Task instructions: Reproduce the records word for word, with nothing left out.

• • • • • • •

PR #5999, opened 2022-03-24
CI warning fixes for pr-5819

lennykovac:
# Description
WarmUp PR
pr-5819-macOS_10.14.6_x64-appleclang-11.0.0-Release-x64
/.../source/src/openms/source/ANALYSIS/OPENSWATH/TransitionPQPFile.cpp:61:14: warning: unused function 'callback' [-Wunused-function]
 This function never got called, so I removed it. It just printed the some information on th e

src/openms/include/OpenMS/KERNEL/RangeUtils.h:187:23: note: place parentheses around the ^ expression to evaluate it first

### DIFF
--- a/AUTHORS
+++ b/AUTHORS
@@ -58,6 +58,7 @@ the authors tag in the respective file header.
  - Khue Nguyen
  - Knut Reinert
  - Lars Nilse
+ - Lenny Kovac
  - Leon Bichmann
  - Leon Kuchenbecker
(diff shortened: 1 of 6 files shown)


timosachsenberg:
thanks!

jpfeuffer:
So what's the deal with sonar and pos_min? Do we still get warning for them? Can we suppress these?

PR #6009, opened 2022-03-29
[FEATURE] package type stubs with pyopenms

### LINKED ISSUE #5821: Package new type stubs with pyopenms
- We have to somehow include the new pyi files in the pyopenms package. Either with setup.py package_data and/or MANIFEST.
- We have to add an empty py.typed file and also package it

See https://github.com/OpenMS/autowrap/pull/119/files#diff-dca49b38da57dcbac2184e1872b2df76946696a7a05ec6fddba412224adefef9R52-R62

• • • • • • •

Response for this exercise:
PR #5999, opened 2022-03-24
CI warning fixes for pr-5819

lennykovac:
# Description
WarmUp PR
pr-5819-macOS_10.14.6_x64-appleclang-11.0.0-Release-x64
/.../source/src/openms/source/ANALYSIS/OPENSWATH/TransitionPQPFile.cpp:61:14: warning: unused function 'callback' [-Wunused-function]
 This function never got called, so I removed it. It just printed the some information on th e

src/openms/include/OpenMS/KERNEL/RangeUtils.h:187:23: note: place parentheses around the ^ expression to evaluate it first

### DIFF
--- a/AUTHORS
+++ b/AUTHORS
@@ -58,6 +58,7 @@ the authors tag in the respective file header.
  - Khue Nguyen
  - Knut Reinert
  - Lars Nilse
+ - Lenny Kovac
  - Leon Bichmann
  - Leon Kuchenbecker
(diff shortened: 1 of 6 files shown)


timosachsenberg:
thanks!

jpfeuffer:
So what's the deal with sonar and pos_min? Do we still get warning for them? Can we suppress these?

PR #6009, opened 2022-03-29
[FEATURE] package type stubs with pyopenms

### LINKED ISSUE #5821: Package new type stubs with pyopenms
- We have to somehow include the new pyi files in the pyopenms package. Either with setup.py package_data and/or MANIFEST.
- We have to add an empty py.typed file and also package it

See https://github.com/OpenMS/autowrap/pull/119/files#diff-dca49b38da57dcbac2184e1872b2df76946696a7a05ec6fddba412224adefef9R52-R62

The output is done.